[Start of section]
PR #975, opened 2023-10-13
Update find libxsmm

uphoffc:
SeisSol calls find_package(LIBXSMM) twice if GEMM_TOOLS_LIST is omitted, but that is illegal as add_library is called twice. This PR fixes the LIBXSMM find script such that add_library is only called once should the find script be invoked multiple times.

### DIFF
--- a/cmake/FindLIBXSMM.cmake
+++ b/cmake/FindLIBXSMM.cmake
@@ -1,59 +1,58 @@
-include(FindPackageHandleStandardArgs)
+if(LIBXSMM_INCLUDE_DIRS AND LIBXSMM_INCLUDE_DIRS AND LIBXSMM_LIBRARIES AND LIBXSMM_VERSION)
+    set(LIBXSMM_FOUND TRUE)
+else()
+    find_path(LIBXSMM_INCLUDE_DIRS libxsmm.h
+            PATH_SUFFIXES include
+            DOC "Directory where libxsmm header files are located")
+    find_library(LIBXSMM_LIBRARIES
+            NAMES xsmm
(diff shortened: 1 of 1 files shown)


krenzland (approved):
LGTM

cmake/FindLIBXSMM.cmake
```diff
@@ -1,59 +1,58 @@
...
-list(APPEND LIBXSMM_LIBRARIES ${LIBDL_LIBRARIES})
-
-if (NOT(
-        LIBXSMM_INCLUDE_DIRS STREQUAL "LIBXSMM_INCLUDE_DIRS-NOTFOUND" OR
-        LIBXSMM_LIBARIES STREQUAL "LIBXSMM_LIBRARIES-NOTFOUND"))
-    add_library(LIBXSMM::LIBXSMM INTERFACE IMPORTED)
-    set_target_properties(LIBXSMM::LIBXSMM PROPERTIES
-            INTERFACE_LINK_LIBRARIES "${LIBXSMM_LIBRARIES}"
-            INTERFACE_INCLUDE_DIRECTORIES "${LIBXSMM_INCLUDE_DIRS}")
+if(LIBXSMM_INCLUDE_DIRS AND LIBXSMM_INCLUDE_DIRS AND LIBXSMM_LIBRARIES AND LIBXSMM_VERSION)
```
davschneller, line 1: What happens if all of them are `-NOTFOUND`?

uphoffc: That case should be handled by find_package_handle_standard_args

PR #978, opened 2023-10-19
Filtering

krenzland:
This PR adds filtering to SeisSol (compare with the filtering section in Hesthaven's Nodal DG book).
The idea is to decrease the coefficients of the high-order terms of the modal basis.

For matrix computation, refer to: https://github.com/SeisSol/Matrices/pull/10

Filtering works (and is tested to some extent):
- [x] Volume kernel
- [x] Local flux
- [x] Neighbor flux
- [x] Initial condition
- [x] Point sources 
- [x] Using a filtering matrix instead of the resample matrix for the slip rate
- [ ] Dynamic rupture flux
- [ ] Nodal flux (used for some boundary conditions
- [ ] Source terms
- [ ] Viscoelasticity

Works on the following architectures:
- [x] CPUs
- [ ] GPUs

You can use it like this in the config file:

```Fortran
&DynamicRupture
filtertype = 'none' ! none or exponential, exponential activates it
filterorder = 32 ! 32 is a good starting value, 16 increases dissipation

&Discretization
filtertype = 'exponential'
filterorder = 32
```


vikaskurapati:
Testing the current version of filtering with point source simulations. Slices are taken through the source and there is a lot of noise when u-velocity is shown near the source.
without_filter
After applying an exponential filter with order 32
with_filter
We notice that there is lesser noise around the source now, even though not perfect, the noise decreases

krenzland:
I've made some changes and now the PR only filters the residuals. This is more correct and also results in 0% overhead compared to no filtering. No support for GPUs and some updates required by some boundary conditons. Only tested for elasticity but should work for other materials (except visoelasticity).

As this is my last day at TUM, @vikaskurapati is going to take this over.

PR #979, opened 2023-10-20
Carsten/comm proxy

uphoffc:
I was looking for a bug related to communication and I thought it would be useful to have a reproducer for the communication part only. I added a reproducer that currently only checks whether communication "works", but I think one could easily extend it to analyze communication performance on a large number of nodes.

In order to use it one has to run SeisSol with "DumpLocalTimeSteppingStructure=1" in the Output section. SeisSol then writes a JSON dump of the MeshStructure and TimeStepping structs. The JSON file is then read into the communication proxy and the MeshStructure thingy is reconstructed. I then re-use the Actor classes in order to orchestrate the communication.


davschneller (commented):
Hi, sorry for the delay; partial review for now.

Also, why not use the SeisSol Device module instead of "just" SYCL allocation? It should have all functions available there already—if not, then we can add them there.

PR #982, opened 2023-10-23
[GPU] Move buffersDerivatives bucket to device memory instead of shared memory

uphoffc:
MPI on shared / unified memory is tricky to handle for an MPI implementation and might lead to increased latency and reduced bandwidth even for an advanced MPI implemention (cf. https://sc19.supercomputing.org/proceedings/workshops/workshop_files/ws_pmbsf116s2-file1.pdf).

The only relevant place where MPI on shared memory is needed is the buffersDerivatives bucket. That bucket is only used by kernels ported to the GPU already, when setting the initial value (first touch), and by an energy calculation routine. I here propose to move buffersDerivatives to global memory. Necessary changes are to port "first touch" on the GPU and to explicitly copy time derivatives to the host in the energy output routine.

This PR makes the SEISSOL_PREFERRED_MPI_DATA_TRANSFER_MODE=device mode obsolete and is thus removed. I left SEISSOL_PREFERRED_MPI_DATA_TRANSFER_MODE=host as that may be used as work-around if the MPI implementation is not GPU-aware.


krenzland:
Okay, this seems to make sense. Some caveats may apply:
- The paper is from a 2019 conference. Are the results still true for current gen MPI implementations/architectures?
- On some modern architectures the explicit copy can be actually slower. As this is only required for output here, I see no problem.

Do you have initial performance results?

Documentation/LatexFigures/gpu-comm-layer-data-flow.png
krenzland, line 1: Do you have this figure also in a vector graphics format? Would make further editing easier.

src/Solver/time_stepping/GhostTimeClusterFactory.h
```diff
@@ -26,15 +26,6 @@ struct GhostTimeClusterFactory {
                                               otherGlobalTimeClusterId,
                                               meshStructure);
     }
-    case MPI::DataTransferMode::CopyInCopyOutDevice: {
```
krenzland, line 29: I'm wondering here whether it would make sense to keep this copy mode in place - maybe it is useful in the future for prototyping?

krenzland (commented):
Looks good. I have two remarks/questions which may improve the PR slightly. I did not approve yet to avoid accidentally merging this PR but it is IMO good enough without changes to merge.

davschneller:
Hi, sorry for the delay with my review; I'll try to finish it soon-ish.

One thing to start with however: it would be good to not introduce new SYCL kernels (or reduce them to a minimum); the SeisSol device module should have respective kernels already—or if it does not have it, then it would be better to add it there, IMO; to keep consistency for the CUDA and ROCm implementations.

Documentation/LatexFigures/gpu-comm-layer-data-flow.png
davschneller: Probably, we'd have to ask @ravil-mobile  for that—he's the original author.

uphoffc:
> Okay, this seems to make sense. Some caveats may apply:
> 
> * The paper is from a 2019 conference. Are the results still true for current gen MPI implementations/architectures?
> * On some modern architectures the explicit copy can be actually slower. As this is only required for output here, I see no problem.
> 
> Do you have initial performance results?

Re MPI implementations: I don't have a more recent reference, but the case MPI-on-device-memory is certainly simpler than MPI-on-shared-memory, therefore there is no disadvantage introduced for anybody.

Re explicit copy: The only places where I introduced copies is either in initialization or at sync points. Both occur rarely in comparison to time-steps.

Re performance results: Similar performance as with SEISSOL_PREFERRED_MPI_DATA_TRANSFER_MODE=device for the test cases I looked at, but without the necessity to set an environment variable. (Every env variable less is a win imho...)

src/Solver/time_stepping/GhostTimeClusterFactory.h
uphoffc: I don't think so. Device2device copy makes little sense and if one wants to prototype a new feature one can base that on CopyInCopyOutHost

uphoffc:
> Hi, sorry for the delay with my review; I'll try to finish it soon-ish.
> 
> One thing to start with however: it would be good to not introduce new SYCL kernels (or reduce them to a minimum); the SeisSol device module should have respective kernels already—or if it does not have it, then it would be better to add it there, IMO; to keep consistency for the CUDA and ROCm implementations.

Why? The entire dynamic rupture implementation is SYCL-only and does not use the device submodule anymore. SYCL is already a mandatory dependency for the GPU build so I don't see why one would continue to have one's own abstraction layer for simple things (?).

davschneller:
But we (should) already have all the functionality available sort of; e.g. https://github.com/SeisSol/Device/blob/1d3eddef605c1bbccc9f4fe61af7149fc27bc9d6/Algorithms.h#L23 and so on. So why not use it?

More generally... Do we even need to touch the data on the GPUs? It's overridden otherwise anyways, in all cases.

Maybe the initialization kernels are only needed for the CPU in the end? Or is a copy enough? (cf. e.g. something like https://github.com/SeisSol/SeisSol/tree/davschneller/semi-transparent-buffers does at the moment)

uphoffc:
Re "why not use it": So why would you roll your own C++ device abstraction layer (that someone has to implement and maintain) if there's a Khronos-standardized C++ device abstraction layer?
The obvious answer to this question is: "Because I do not want to rely on feature X being supported in SYCL for vendor Y, therefore I rather roll my own device abstraction layer."
That answer is completely fine and valid. However, as the dynamic rupture part is completely written in SeisSol and you cannot compile the GPU version without SYCL, the Device sub-module is obsolete for the "simple" stuff, because there's really no need to have two different device abstraction layers.
So either you throw out the SYCL stuff from the main code and implement everything in the Device sub-module OR you start throwing out the Device sub-module. Due to the existence of the dynamic rupture SYCL code I understood that SeisSol follows the first strategy - eventually throw out the Device sub-module. Hence, I have not added new kernels or used existing kernels in the Device sub-module.

Re "first touch": It might not be necessary for the GPU version, but it ensures that the GPU version behaves the same way as the CPU version and it really does not take long.

ravil-mobile:
Hi, I agree. Initially, the dynamic rupture part was implemented with OpenMP offloading, which resulted in a very low performance (especially regarding GCC). Moreover, OpenMP implementations are inconsistent with each other; thus, it forces one to use ugly C-macros. Therefore, I switched to SYCL, which actually showed good results.

The main problem is mixing CUDA/HIP and SYCL in one codebase. The SYCL queue creates and maintains its own CUDA/HIP stream, which is not exposed to the user. Therefore, it is impossible to make a proper synchronization when switching from the wave propagation solver to the dynamic rupture one. The only thing that we can do is to synchronize the entire device at the beginning and at the end of the dynamic rupture code. Once it is done, we can safely use SYCL. But, device synchronization can be expensive if it is used too frequently.

I implemented 3 versions of the off-fault plasticity model and the gravitational free surface boundary condition -i.e., one for CUDA, one for HIP, and one for SYCL. I  immediately regretted that because I had to maintain 3 versions of the same code, but it helped me avoid frequent device synchronizations.

Can we use just SYCL? So, the performance of the generated kernels is better with nvcc, and amdclang compilers. Secondly, both CUDA and HIP provide the graph-based execution model and graph capturing. I find it quite useful for the LTS scheme during strong scaling. Unfortunately, as far as I know, there is no such feature in SYCL. By and large, the answer depends on whether we are okay with sacrificing performance over portability. 

I wish SYCL had a feature to construct a queue from a CUDA/HIP device stream (maybe through some standard extensions). In this case, we would solve the problem with device synchronization. In general, it would really simplify the GPU programming in SeisSol; it would allow us to move many auxiliary algorithms to GPUs through SYCL. In theory, it is possible to extend and patch the SYCL runtime to make it happen, but the standard committee will probably reject it immediately.

krenzland:
> There's SYCL graphs. Currently an experimental extension but it might make into the standard in the future:

Do you know whether these extensions are implemented in DPC++/OpenSYCL and what the typical process of that is? I'm asking just out of curiosity

davschneller:
Hi, sorry to be the guy; but all in all, I'm still not fully convinced... I'm sorry. I offer to replace the kernels myself.

In total, the stability for SYCL with CUDA/HIP(ROCm) was not that convincing in the encounters I've had so far—it seems like we may still a bit of time to fully mature in all details. And the build process was made rather intricate that way. Feel free to contest me here, but that was my experience so far.

This all may be my humble (or rather un-informed) opinion as a pretty new PhD candidate; but I'd like to keep my options open for the coming years. Especially before we start now locking in into a direction that may turn out to be the wrong one (I do know about the various SYCL implementations etc.).

Maybe I'll change the DR implementation again, maybe SYCL will be gone or can be made optional then. E.g. when extending Yateto (or a potential successor project) with non-linearities which are enough to describe the plasticity kernels, and most of the DR part. It was by now not my plan to eventually deprecate the device module at this moment—we have it, and it works well.

In a few years, I'm probably on your side with regards to SYCL, but not right now. Once again, sorry for holding the odd opinion out here.

uphoffc:
> > There's SYCL graphs. Currently an experimental extension but it might make into the standard in the future:
> 
> Do you know whether these extensions are implemented in DPC++/OpenSYCL and what the typical process of that is? I'm asking just out of curiosity

I think it is already implemented, the headers are there:
https://github.com/intel/llvm/blob/sycl/sycl/include/sycl/ext/oneapi/experimental/graph.hpp

Looks like it is available for the codeplay CUDA plugin as well:
https://developer.codeplay.com/products/oneapi/nvidia/2024.0.0/guides/changelog-nvidia

I don't know how the typical process is.

krenzland:
> This all may be my humble (or rather un-informed) opinion as a pretty new PhD candidate; but I'd like to keep my options open for the coming years. Especially before we start now locking in into a direction that may turn out to be the wrong one (I do know about the various SYCL implementations etc.).

Keeping options open isn't a valid strategy here because we already committed to SYCL. 
Just because you *maybe* want to rewrite the dynamic rupture implementation (why?) doesn't mean that we cannot use SYCL now. SeisSol isn't usable without SYCL on GPUs - it's a dependency.

So I see no valid reason (except the CI failing currently) not to merge this PR.

davschneller:
Anyways, there is unfortunately still something that this branch will need to do so that we can merge it: the test will need to pass. For that, the branch will need to cover the fault output—there we also need the derivatives.
Due to the long delay (sorry for that again); and to throw a suggestion into the ring, I had started to prepare a branch which should do that (minus bugs), under https://github.com/SeisSol/SeisSol/tree/davschneller/mpi-on-device-memory-with-device-submodule . Of course, again not completely error-free.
[End of section]
Your objective
Your answer should hold only the lines from the one with "I think it is" through the end of the listing above, both ends included, written out exactly.

Solved problem
I think it is already implemented, the headers are there:
https://github.com/intel/llvm/blob/sycl/sycl/include/sycl/ext/oneapi/experimental/graph.hpp

Looks like it is available for the codeplay CUDA plugin as well:
https://developer.codeplay.com/products/oneapi/nvidia/2024.0.0/guides/changelog-nvidia

I don't know how the typical process is.

krenzland:
> This all may be my humble (or rather un-informed) opinion as a pretty new PhD candidate; but I'd like to keep my options open for the coming years. Especially before we start now locking in into a direction that may turn out to be the wrong one (I do know about the various SYCL implementations etc.).

Keeping options open isn't a valid strategy here because we already committed to SYCL. 
Just because you *maybe* want to rewrite the dynamic rupture implementation (why?) doesn't mean that we cannot use SYCL now. SeisSol isn't usable without SYCL on GPUs - it's a dependency.

So I see no valid reason (except the CI failing currently) not to merge this PR.

davschneller:
Anyways, there is unfortunately still something that this branch will need to do so that we can merge it: the test will need to pass. For that, the branch will need to cover the fault output—there we also need the derivatives.
Due to the long delay (sorry for that again); and to throw a suggestion into the ring, I had started to prepare a branch which should do that (minus bugs), under https://github.com/SeisSol/SeisSol/tree/davschneller/mpi-on-device-memory-with-device-submodule . Of course, again not completely error-free.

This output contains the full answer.